Odra Noel, artist and doctor, painted this map of human cells representing continents and nations. It is on show from 2 July at the Royal Society’s Summer Science Exhibition in London. Here’s a paraphrased explanation of what each cell type symbolizes, which I swiped from the exhibition’s website:
- North America struggles with rising obesity, and this adipose tissue is more beautiful close up than you would imagine.
- Pulmonary tissue represent Central and South America where smoking and respiratory infections are a leading cause of death.
- Europe, with its ageing population, suffers greatly from neurodegenerative diseases, including dementia and is represented with neurones, brain tissue.
- Cardiac muscle cells represent the Middle East and Asia as these regions have rising levels of hypertension and other causes of heart and cardiovascular failure.

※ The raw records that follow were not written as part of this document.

PR #870, opened 2025-01-28
rearrange input params for upload methods

mattseddon:
This PR changes the `upload` methods to have data (from) first and then path (to) second as input parameters.

### DIFF
--- a/src/datachain/remote/studio.py
+++ b/src/datachain/remote/studio.py
@@ -375,7 +375,7 @@ class StudioClient:
             method="GET",
         )
 
-    def upload_file(self, file_name: str, content: bytes) -> Response[FileUploadData]:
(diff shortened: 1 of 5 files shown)


src/datachain/remote/studio.py
```diff
@@ -375,7 +375,7 @@ def dataset_export_status(
             method="GET",
         )
 
-    def upload_file(self, file_name: str, content: bytes) -> Response[FileUploadData]:
+    def upload_file(self, content: bytes, file_name: str) -> Response[FileUploadData]:
```
dreadatour, line 378:
```suggestion
    def upload_file(self, data: bytes, path: str) -> Response[FileUploadData]:
```
Same as above? 🤔

dreadatour (approved):
🔥

PR #872, opened 2025-01-28
Added columns as case values

ilongin:
Up until now we only allowed python primitives as case values like str, int, float ...
With this PR we will allow columns as well (note that this also adds ability for columns as outcomes in `ifelse` as it uses `case` under the hood ), e.g
```python
# case example
res = dc.mutate(test=case((C("num") < 3, C("val")), else_="default"))

# ifelse example
res = dc.mutate(test=ifelse(C("num") < 3, C("val"), "default"))
```


dreadatour (approved):
❤️

PR #1662, opened 2026-03-20
cleanup and fix examples

shcheklein:
HF is breaking now with `AttributeError: 'NoneType' object has no attribute 'oid'` (see below). They changed at some point what they return by default and now an explicit param is required it seems to get file version (commit). Also other examples are skipped on CI and got broken.

```
File ~/Documents/eryk/datachain_example/.venv/lib/python3.11/site-packages/datachain/lib/dc/datachain.py:2128, in DataChain.show(self, limit, flatten, transpose, truncate, include_hidden)
   2125 import pandas as pd
   2127 dc = self.limit(limit) if limit > 0 else self  # type: ignore[misc]
-> 2128 df = dc.to_pandas(
   2129     flatten,
   2130     include_hidden=include_hidden,
   2131     as_object=True,
   2132 )
   2134 if df.empty:
   2135     print("Empty result")

File ~/Documents/eryk/datachain_example/.venv/lib/python3.11/site-packages/datachain/lib/dc/datachain.py:2101, in DataChain.to_pandas(self, flatten, include_hidden, as_object)
   2098 else:
   2099     columns = pd.MultiIndex.from_tuples(map(tuple, headers))
-> 2101 results = self.results(include_hidden=include_hidden)
   2102 if as_object:
   2103     df = pd.DataFrame(results, columns=columns, dtype=object)

File ~/Documents/eryk/datachain_example/.venv/lib/python3.11/site-packages/datachain/lib/dc/datachain.py:1570, in DataChain.results(self, row_factory, include_hidden)
   1568 def results(self, *, row_factory=None, include_hidden=True):
...
     82         etag=v.get("blob_id", ""),
     83         last_modified=v["last_commit"].date,
     84     )

AttributeError: 'NoneType' object has no attribute 'oid'
```

### DIFF
--- a/.github/workflows/tests.yml
+++ b/.github/workflows/tests.yml
@@ -216,6 +216,7 @@ jobs:
       - name: Run examples
         env:
           HF_TOKEN: ${{ matrix.group == 'llm_and_nlp' && secrets.HF_TOKEN || '' }}
+          ANTHROPIC_API_KEY: ${{ matrix.group == 'llm_and_nlp' && secrets.ANTHROPIC_API_KEY || '' }}
           OPENAI_API_KEY: ${{ matrix.group == 'multimodal' && secrets.OPENAI_API_KEY || '' }}
         run: nox -s examples -p ${{ matrix.pyv }} -- -m "${{ matrix.group }}"
 


src/datachain/client/hf.py
```diff
@@ -73,14 +73,30 @@ class HfClient(Client):
     def FS_CLASS(cls):  # noqa: N802, N805
         return get_hf_filesystem_cls()
 
+    def _file_info_kwargs(self, version_id: str | None = None) -> dict[str, Any]:
+        return {
+            **self._version_kwargs(version_id),
+            "expand_info": True,
```
shcheklein, line 79: C: this is the main change here

PR #1664, opened 2026-03-21
catch proper HF exception to make example less falkey

shcheklein:
Make HF example less flakey.


examples/llm_and_nlp/hf-dataset-llm-eval.py
```diff
@@ -45,7 +45,7 @@ def eval_dialog(
                 "json_schema": {"schema": DialogEval.model_json_schema()},
             },
         )
-    except HTTPError as e:
+    except HfHubHTTPError as e:
```
shcheklein, line 48: C: main change here - HF changed their API her also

- The far East and the Pacific look beautiful in pancreatic acinar tissue; representing pancreatic failure or diabetes, a major problem in this area, often described as a diabetes epidemic.
- Greenland is sparse, dotted with a few sperm cells because infertility is a big problem there.
- The only artery is in the middle of the Amazon rainforest, the largest river in the world.
- Hidden are five mitochondria, the organelle responsible for producing energy and the current focus of much research into their key roles in death, disease and ageing.